From October onwards, it is set to commence the production of approximately 370,000 barrels per day (b/d) of diesel and jet fuel, Dangote Group Executive Director Devakumar Edwin, revealed.
The director, who is overseeing the $19.5 billion refinery, outlined a detailed production timeline, shed light on crude and product flows and laid out a litany of complications and delays to the project since it was first mooted in 2013.
“Right now, I’m ready to receive crude,” said Edwin, who previously ran Dangote Cement. “We are just waiting for the first vessel. And so as soon as it comes in, we can start,” he said during an exclusive interview with S&P Global Commodity Insights.
At its full planned capacity of 650,000 b/d, the refinery would make Nigeria self-sufficient in fuels and leave plenty more for export.
Nigeria is Africa’s largest oil producer, but it imports refined petrol despite having four refineries that have become dysfunctional. Oil explorers in the country export crude to foreign refiners and import it back to the country for sale to downstream players, eroding its foreign exchange reserves.
Dangote’s refinery is poised to be a game changer. However, due to persistent delays and cost overruns, doubts emerged about whether Aliko Dangote, Africa’s wealthiest individual, would ever complete the project.
In May, Business Insider reported that Nigeria’s goal to refine its oil is set to become a reality in 2 weeks with the commissioning of the project. Four months later, the world’s largest single-train refinery is yet to commence operation.
Meanwhile, fuel prices have skyrocketed in Nigeria after President Bola Tinubu scrapped the long-standing fuel subsidy that has kept oil prices at affordable prices for citizens in May.
According to Edwin, the refinery, officially inaugurated by outgoing President Muhammadu Buhari in May, will have a phased launch. It will start with the production of 350,000-370,000 barrels per day (b/d) of diesel and jet fuel by October, when the crude distillation unit, sulfur block and hydrogen plant should be online.
Subsequently, on November 30th, the refinery will ramp up to 650,000 barrels per day (b/d), with approximately half of the production dedicated to gasoline, a critical component of Nigeria’s fuel demand.
S&P Global analysts have projected that the refinery may not achieve its full operating capacity until mid-2025, with further delays still possible.
Still, forecasts from the capital market company suggest Nigerian gasoline production will exceed imports until the 2040s due to the refinery.
Although the refinery was designed to process light sweet Nigerian crude, state-owned Nigerian National Petroleum Corp, a shareholder in the project, can not supply the refinery until November, Edwin said. So, Dangote is buying oil from trading houses. Vitol and Trafigura recently carried out inspections of the plant, he explained.
“At the last minute, [NNPC] said, ‘We have actually committed our crude on a forward basis to someone else’, so immediately they don’t have the crude. This is a temporary issue, and the refinery should run on exclusively Nigerian crude by November,” he said.

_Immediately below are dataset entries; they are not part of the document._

PR #639, opened 2019-04-24
Remove references to atomic

rhatdan:
Move signature yaml file to point at /var/lib/containers/sigstore.

Change skopeo-copy.1 to use containers-storage and docker transports
rather then atomic.


rhatdan:
@giuseppe @vrothberg @mtrmac PTAL

rhatdan:
The postinstall of the skopeo package will have to copy any signature files in /var/lib/atomic into /var/lib/containers/sigstore

rhatdan:
Also needs to add a symbolic link between /var/lib/atomic -> /var/lib/containers

mtrmac:
> The postinstall of the skopeo package will have to copy any signature files in /var/lib/atomic into /var/lib/containers/sigstore

> Also needs to add a symbolic link between /var/lib/atomic -> /var/lib/containers

IIRC RPM has (had?) big difficulties dealing with a path changing between a directory/non-directory on package updates. Is this known to be possible? We need to be certain before merging this.

(Or, well, we could introduce a `/var/lib/containers/sigstore`→`/var/lib/atomic/sigstore` symbolic link instead… which makes the benefit of this PR smaller.)

rhatdan:
@lsm5 Do you know?

lsm5:
I'm not certain, but we can try scratch builds for this.

giuseppe:
LGTM

rhatdan:
@lsm5 Did you ever try it out?

rhatdan:
@jnovy @lsm5 Would like to move this forward.

rhatdan:
@mtrmac @lsm5 @vrothberg Lets more this forward.  We should not be shipping anything referencing atomic at this point.

rhatdan:
@jnovy in containers-common could we just add a ghost on /var/lib/atomic, and in the post install
mv files from /var/lib/atomic/sigstore to /var/lib/containers/sigstore. On a single trigger update.

rhatdan:
I have pushed a new version of this to make sure we don't have any regresssions.  I am going to merge this and then the packagers can deal with the change.  Upstream should no longer be using this name.

mtrmac:
I’d rather prefer to see a proof of concept for the packaging, but if you want to merge it anyway, I guess I can live with that.

PR #640, opened 2019-04-25
 Vendor update container/storage

rhatdan:
overlay: propagate errors from mountProgram
utils: root in a userns uses global conf file
Fix handling of additional stores
Correctly check permissions on rootless directory
Fix possible integer overflow on 32bit builds
Evaluate device path for lvm
lockfile test: make concurrent RW test determinisitc
lockfile test: make concurrent read tests deterministic


vrothberg:
LGTM. I'll just merge it as it's a simple vendor update.

Issue #225, opened 2016-10-05
Build upstream man pages from containers/image/docs directory


aweiteka:
Per discussion https://github.com/projectatomic/atomic/issues/616, we want to include the man pages from https://github.com/containers/image and deliver them with skopeo.

@mtrmac I was unable to get this working in the Makefile.

rhatdan:
We deliver man pages now.

mtrmac:
`MANPAGES` in `Makefile` only includes `docs/*.md`; the man pages in `vendor/github.com/containers/image/docs` are included by `make vendor` but not installed.

mtrmac:
Per the conversation around https://github.com/containers/skopeo/pull/645#issuecomment-489127187 , this seems unnecessary for RPM packaging, in the Fedora ecosystem at least.

It would _still_ be useful, for users building Skopeo from source — but that should be a comparatively rare case (contributors to Skopeo or testers of a recent version) and such users presumably know enough about the implementation to read the right version of c/image documentation on-line.

PR #645, opened 2019-04-29
Install man pages from containers image as well as skopeo

rhatdan:

### DIFF
--- a/Makefile
+++ b/Makefile
@@ -1,4 +1,5 @@
-.PHONY: all binary build-container docs docs-in-container build-local clean install install-binary install-completions shell test-integration .install.vndr vendor
+.PHONY: all binary build-container docs docs-in-container build-local clean install install-binary install-completions shell test-integration .install.vndr vendor image.docs
+
 
 export GO15VENDOREXPERIMENT=1
 
@@ -25,6 +26,7 @@ BASHINSTALLDIR=${PREFIX}/share/bash-completion/completions
 GO ?= go
 CONTAINER_RUNTIME := $(shell command -v podman 2> /dev/null || echo docker)
 GOMD2MAN ?= $(shell command -v go-md2man || echo '$(GOBIN)/go-md2man')
+IMAGEVERSION := $(shell grep ^github.com/containers/image vendor.conf  | cut -f2 -d ' ')
 
 ifeq ($(DEBUG), 1)
   override GOGCFLAGS += -N -l
@@ -106,7 +108,13 @@ build-container:
 $(MANPAGES): %: %.md
 	@sed -e 's/\((skopeo.*\.md)\)//' -e 's/\[\(skopeo.*\)\]/\1/' $<  | $(GOMD2MAN) -in /dev/stdin -out $@
 
-docs: $(MANPAGES)
+image.docs: vendor.conf
+	@git clone https://github.com/containers/image.git image.docs 2>/dev/null || true
+	@(cd image.docs; \
+	  git checkout ${IMAGEVERSION} 2>/dev/null || git checkout ${IMAGEVERSION} -b ${IMAGEVERSION}; \
+	for i in docs/*.md; do $(GOMD2MAN) -in $$i -out $${i//.md}; done)
+
+docs: $(MANPAGES) image.docs
 
 docs-in-container:
 	${CONTAINER_RUNTIME} build ${BUILD_ARGS} -f Dockerfile.build -t skopeobuildimage .
@@ -114,7 +122,7 @@ docs-in-container:
 		skopeobuildimage make docs $(if $(DEBUG),DEBUG=$(DEBUG)) BUILDTAGS='$(BUILDTAGS)'
 
 clean:
-	rm -f skopeo docs/*.1
+	rm -rf skopeo docs/*.1 image.docs
 
 install: install-binary install-docs install-completions
 	install -d -m 755 ${SIGSTOREDIR}
@@ -130,6 +138,8 @@ install-binary: ./skopeo
 install-docs: docs
 	install -d -m 755 ${MANINSTALLDIR}/man1
 	install -m 644 docs/*.1 ${MANINSTALLDIR}/man1/
+	install -d -m 755 ${MANINSTALLDIR}/man5
+	install -m 644 image.docs/docs/*.5 ${MANINSTALLDIR}/man5/
 
 install-completions:
 	install -m 755 -d ${BASHINSTALLDIR}
--- a/vendor/github.com/containers/image/internal/testing/explicitfilepath-tmpdir/tmpdir.go
+++ b/vendor/github.com/containers/image/internal/testing/explicitfilepath-tmpdir/tmpdir.go
@@ -1,0 +1,29 @@
+// Package tmpdir is a TESTING-ONLY utility.
+//
+// Some tests directly or indirectly exercising the directory/explicitfilepath
+// subpackage expect the path returned by ioutil.TempDir to be canonical in the
+// directory/explicitfilepath sense (absolute, no symlinks, cleaned up).
+//
+// ioutil.TempDir uses $TMPDIR by default, and on macOS, $TMPDIR is by
+// default set to /var/folders/…, with /var a symlink to /private/var ,
+// which does not match our expectations.  So, tests which want to use
+// ioutil.TempDir that way, can
+// import _ "github.com/containesr/image/internal/testing/explicitfilepath-tmpdir"
+// to ensure that $TMPDIR is canonical and usable as a base for testing
+// path canonicalization in its subdirectories.
+//
+// NEVER use this in non-testing subpackages!
+package tmpdir
+
+import (
+	"os"
+	"path/filepath"
+)
+
+func init() {
+	tmpDir := os.Getenv("TMPDIR")
+	explicitTmpDir, err := filepath.EvalSymlinks(tmpDir)
+	if err == nil {
+		os.Setenv("TMPDIR", explicitTmpDir)
+	}
+}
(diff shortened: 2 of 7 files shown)


rhatdan:
Closes: https://github.com/containers/skopeo/issues/225

rhatdan:
@mtrmac @aweiteka @vrothberg PTAL

Makefile
```diff
@@ -104,7 +104,7 @@ build-container:
 	${CONTAINER_RUNTIME} build ${BUILD_ARGS} -t "$(IMAGE)" .
 
 $(MANPAGES): %: %.md
-	@sed -e 's/\((skopeo.*\.md)\)//' -e 's/\[\(skopeo.*\)\]/\1/' $<  | $(GOMD2MAN) -in /dev/stdin -out $@
+	@sed -e 's/\((skopeo.*\.md)\)//' -e 's/\[\(skopeo.*\)\]/\1/' $<  | $(GOMD2MAN) -in /dev/stdin -out docs/$(shell basename $@)
```
mtrmac: I don’t think this creates the man pages in the expected location `$(MANPAGES)`.

rhatdan: Ok went back to original, now everything will work.

TomSweeneyRedHat:
Tests aren't hip, complaining of a dirty tree.

Makefile
```diff
@@ -49,7 +49,7 @@ CONTAINER_RUN := $(CONTAINER_CMD) "$(IMAGE)"
 
 GIT_COMMIT := $(shell git rev-parse HEAD 2> /dev/null || true)
 
-MANPAGES_MD = $(wildcard docs/*.md)
+MANPAGES_MD = $(wildcard docs/*.md) $(wildcard vendor/github.com/containers/image/docs/*.md)
```
TomSweeneyRedHat: Interesting.  Hadn't thought about this, but this is a neat advantage to vendoring...

TomSweeneyRedHat:
Changes LGTM if you can figure out the git unhappiness.

vrothberg:
Please don't merge the PR. The problem is that this only works with `vndr` but we're about to move to `go mod` where whitelisting paths is not possible. In fact, I opened a PR yesterday https://github.com/containers/skopeo/pull/644.

rhatdan:
@vrothberg Have to think how we can fix this as we go forward.  Ways to install these files?

vrothberg:
> @vrothberg Have to think how we can fix this as we go forward. Ways to install these files?

For the packages, we could make them multi-source packages.

rhatdan:
@vrothberg Yes although we then need to make sure the spec file pulls the matching containers/image with the skopeo package.

rhatdan:
Also @lsm5 Is not a big fan of doing this.
Containers-common,  should probably become its own package and grab the latest released version of containers/storage and containers/image man pages and config files.

mtrmac:
> @vrothberg Have to think how we can fix this as we go forward. Ways to install these files?

Well, there is still a `Makefile`. We could add a `make dist` that downloads the _correct_ corresponding version of c/image, extracts the image, and builds a tarball that we can use as a source in the RPM.

Doing this in the spec file would be difficult because spec files don’t have network access.  Of course the RPM could have two source items, but ensuring c/image matches the vendored version would be manual work; or externally-scripted work that could be overlooked.

Up to @lsm5 really.

rhatdan:
@vrothberg @mtrmac I reworked this pr to pull directly from github the man pages and install them
PTAL

lsm5:
@rhatdan @vrothberg so in the ubuntu package, I install `registries.conf` from containers/image vendored inside skopeo. I believe that file has been whitelisted somewhere. Can we do the same thing for the docs? So, as long as the right version is vendored, we can still keep it a single source rpm.

vrothberg:
@lsm5 we will soon use `go mod` instead of `vndr` for dependency management. `go mod` does not support whitelisting, so need to find an alternative approach.

Makefile
```diff
@@ -106,15 +107,20 @@ build-container:
 $(MANPAGES): %: %.md
 	@sed -e 's/\((skopeo.*\.md)\)//' -e 's/\[\(skopeo.*\)\]/\1/' $<  | $(GOMD2MAN) -in /dev/stdin -out $@
 
-docs: $(MANPAGES)
+.PHONY: image.docs
+image.docs:
+	@git clone https://github.com/containers/image.git image.docs 2>/dev/null || true
+	@(cd image.docs; git checkout ${IMAGEVERSION} -b ${IMAGEVERSION}; git filter-branch --prune-empty --subdirectory-filter docs -- --all 2>/dev/null;for i in *.md; do $(GOMD2MAN) -in $$i -out $${i//.md}; done) || true
```
mtrmac: Could this clone only the `IMAGEVERSION` commit (`-depth 1`) instead of all of `master`? Or is that not possible with non-tag commit references?

Why the `filter-branch` instead of just using `docs/*.md` or something like that?

Makefile
```diff
@@ -106,15 +107,20 @@ build-container:
 $(MANPAGES): %: %.md
 	@sed -e 's/\((skopeo.*\.md)\)//' -e 's/\[\(skopeo.*\)\]/\1/' $<  | $(GOMD2MAN) -in /dev/stdin -out $@
 
-docs: $(MANPAGES)
+.PHONY: image.docs
+image.docs:
```
mtrmac: This should probably have a dependency on `vendor.conf` so that it does not grow stale.

Makefile
```diff
@@ -106,15 +107,20 @@ build-container:
...
+docs: $(MANPAGES) image.docs
 
 docs-in-container:
 	${CONTAINER_RUNTIME} build ${BUILD_ARGS} -f Dockerfile.build -t skopeobuildimage .
 	${CONTAINER_RUNTIME} run --rm --security-opt label=disable -v $$(pwd):/src/github.com/containers/skopeo \
 		skopeobuildimage make docs $(if $(DEBUG),DEBUG=$(DEBUG)) BUILDTAGS='$(BUILDTAGS)'
 
 clean:
-	rm -f skopeo docs/*.1
+	rm -rf image.docs
```
mtrmac: Why does this remove the pre-existing cleanups?

Makefile
rhatdan: Because that is what google found... :^)

rhatdan: --depth=1 will not work,because of the IMAGEVERSION stuff.
I just aded the filter-branch to make it easier to debug.  But I could remove it if you don't like it.

mtrmac: \*shrug\* I can live with all this, primarily I’d like @lsm5 to confirm that this is useful for packaging.

mtrmac: WRT `filter-branch`, it seems unnecessarily expensive (O(repo history) compared to just using an explicit path at ~zero cost).

OTOH I _never_ run `make docs` so I am definitely not going to block this PR on performance optimizations.

Makefile
rhatdan: added

Makefile
rhatdan: Bug, fixed

Makefile
rhatdan: filter-branch removed

vrothberg:
> This makes sense stand-alone, but how would we make a RPM out of this? (OTOH, do we need to, or would that happen somewhere outside both this `Makefile` and the RPM `.spec`? @lsm5 ?)

When working on the packages for openSUSE, all this went into the [libcontainers-common package](https://build.opensuse.org/package/show/devel:kubic/libcontainers-common), which is a multi-source package including image, storage, and libpod along with a modified mounts.conf, registries.conf, storage.conf etc. I am not saying we have to do the same for Fedora but

> @vrothberg , can you confirm that this is compatible enough with the `go mod` approach, please?

Yes, that would work. To be on the very safe side, we could explicitly exclude `github.com/containers/image/image.docs` in the `go.mod` file to prevent confusing go modules.

To find out which version or commit is specified in the `go.mod` file we need a more sophisticated regex to catch the two cases below:
```bash
$ go list -m -v github.com/containers/image
github.com/containers/image v0.0.0-20190424091117-ff926d3c7968
$ go list -m -v go.etcd.io/bbolt
go.etcd.io/bbolt v1.3.2
```

rhatdan:
I actually do not think this will work in Fedora builds.  I believe Brew is cut off from the internet, to make sure nothing gets pulled down during the build that does not get put in the lookaside cache.  @lsm5 Could you confirm?

vrothberg:
Same applies to openSUSE as well. It would require to ship the source tarballs.

rhatdan:
Then I think we need to make this optional?  Or the packagers do not do make install-docs.

mtrmac:
> I actually do not think this will work in Fedora builds. I believe Brew is cut off from the internet, to make sure nothing gets pulled down during the build that does not get put in the lookaside cache. 

Yes.

> Then I think we need to make this optional? Or the packagers do not do make install-docs.

That’s not quite the issue; omitting `make install-docs` would remove the internet dependency, but it would also remove the man pages from the package.

_Installing_ the docs is not something the RPM packaging strictly needs help with, we can always add extra shell code into the spec file.

We need a way to _deliver_ the man pages into the RPM.  That could be a `make dist` in this repo that creates a tarball, it could be a separate update-Fedora-RPM script that downloads the man pages and commits them into the Fedora package repo directly, it could be something else.

Neither `make image.docs` nor `make install` is sufficient to handle the delivery process.

lsm5:
How about we just create a separate `containers-image` package, get the docs installed in there, and maybe have containers-common require it? Shouldn't take that long to get done, and we need not have more than 1 source tarball per rpm, I really don't wanna go our prior docker rpm route :D . Jindrich and I can get that done.

rhatdan:
If you are going to do this, you need to also do it with container-storage, which also has man pages.

lsm5:
> If you are going to do this, you need to also do it with container-storage, which also has man pages.

I'm cool with that.

rhatdan:
Moving this effort to https://github.com/containers/image/pull/661

PR #646, opened 2019-05-02
Add --no-creds flag to skopeo inspect

### LINKED ISSUE #421: RFE: Allow force anonymous inspect
By default skopeo tries to use ~/.docker/config.json to authenticate to an external registry unless username and password are provided using --creds flag

It would be handy to allow to force no token to use skopeo as a debug tool

QiWang19:
Follow PR #433 
Close #421 
Currently skopeo inspect allows to:

- Use the default credentials in $HOME/.docker.config
- Explicitly define credentials via de --creds flag
This implements a --no-creds flag which will query docker registries anonymously.

### DIFF
--- a/cmd/skopeo/utils.go
+++ b/cmd/skopeo/utils.go
@@ -63,6 +63,7 @@ type imageOptions struct {
 	tlsVerify        optionalBool        // Require HTTPS and verify certificates (for docker: and docker-daemon:)
 	sharedBlobDir    string              // A directory to use for OCI blobs, shared across repositories
 	dockerDaemonHost string              // docker-daemon: host to connect to
+	noCreds          bool                // Access the registry anonymously
 }
 
 // imageFlags prepares a collection of CLI flags writing into imageOptions, and the managed imageOptions structure.
@@ -105,6 +106,11 @@ func imageFlags(global *globalOptions, shared *sharedImageOptions, flagPrefix, c
 			Usage:       "use docker daemon host at `HOST` (docker-daemon: only)",
 			Destination: &opts.dockerDaemonHost,
 		},
+		cli.BoolFlag{
+			Name:        flagPrefix + "no-creds",
+			Usage:       "Access the registry anonymously",
+			Destination: &opts.noCreds,
+		},
 	}, &opts
 }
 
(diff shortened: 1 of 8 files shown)


cmd/skopeo/copy.go
```diff
@@ -24,7 +24,8 @@ type copyOptions struct {
 	signByFingerprint string          // Sign the image using a GPG key with the specified fingerprint
 	format            optionalString  // Force conversion of the image to a specified format
 	quiet             bool            // Suppress output information when copying images
-
+	srcNoCreds        bool
+	destNoCreds       bool
```
mtrmac: This seems unused, along with all the other variables added outside of `utils.go`.

cmd/skopeo/inspect.go
```diff
@@ -58,7 +59,7 @@ func inspectCmd(global *globalOptions) cli.Command {
 		Flags: append(append([]cli.Flag{
 			cli.BoolFlag{
 				Name:        "raw",
-				Usage:       "output raw manifest",
+				Usage:       "Output raw manifest",
```
mtrmac: If not a separate PR, make this at least a separate commit, please.

TomSweeneyRedHat:
OK, I might not be remembering correctly, but I thought that `skopeo inspect` worked against a registry that didn't require creds already?  If so, why do we need the `--no-creds` flag?

mtrmac:
> why do we need the `--no-creds` flag?

See https://github.com/containers/skopeo/pull/433#issuecomment-337062649 .

TomSweeneyRedHat:
Thanks @mtrmac.  Prior to this patch, could they just `docker/podman logout` and then pull successfully?

cmd/skopeo/inspect.go
QiWang19: maybe in another PR.

QiWang19:
to document `c/image/types.DockerAuthConfig` can be used with empty fields, just change the comment in `c/image/types/types.go` ?

mtrmac:
> to document `c/image/types.DockerAuthConfig` can be used with empty fields, just change the comment in `c/image/types/types.go` ?

Yes; we just need such a PR to exist in c/image, this PR does not need to block on it nor vendor an updated version of c/image just for the comment.

vendor/github.com/containers/image/docs/atomic-signature-embedded-json.json
```diff
@@ -1,66 +0,0 @@
-{
```
mtrmac: Why does this PR remove the various files in `vendor`?

(Guessing, run `make vendor` instead of `vndr` directly.)

QiWang19:
can this get in?

mtrmac:
LGTM.  Thanks!

PR #647, opened 2019-05-08
inspect: add a --config flag

nalind:
Add a --config option to "skopeo inspect" to dump an image's configuration blob in the OCI format, or the original format if --config and --raw are specified.  It's handy for me, and it might be useful for other people.


mtrmac:
LGTM. Thanks!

He also emphasised that Nigerian oil will be purchased in US dollars, not naira, as some reports had suggested because it is located in a free zone on the outskirts of Lagos. However, due to its equity stake, NNPC will supply some crude at knockdown prices.
Edwin said the scale of the refinery meant being “solely dependent on Nigerian crude would not be advisable”, meaning the refinery can process most African crudes – apart from heavy Angolan grades – as well as Middle Eastern Arab Light and even US light tight oil.
“We can take even some of the Russian grades… if the global system opens up to allow us to receive them,” he said.
The root of the delay
While discussions were initiated as early as 2013, Edwin said Dangote only began physical construction five years ago following a string of delays and mishaps. “The first plot of land in a free zone in Ogun state was ditched following potentially “disastrous” political interference,” he said.
Following the acquisition of 33 square kilometres of land in Lagos state for $100 million, the team discovered that over 70% of the plot was swampy terrain and spent a year clearing it.
Then, faced with the possibility of rising seawater claiming the land in the next 70 years, Dangote spent $50 million elevating the land by 1.5 meters. “We had to hire the world’s largest dredger, second largest dredger, and third largest dredger to… pump in about 65 million cubic meters of sand.”
The company also had to construct a port capable of receiving extremely heavy assembled equipment because it lacked the infrastructure to assemble equipment in Nigeria, import 200,000 pikes to prevent sinking, buy 320 cranes and invest in a 10 million ton per year granite quarry.
Ultimately, delays proved a blessing, Edwin said, because “we had time to increase the capacity of the refinery [and] improve efficiencies in the design.” What will be the world’s largest single-train refinery began life as a 300,000 b/d project, Edwin said.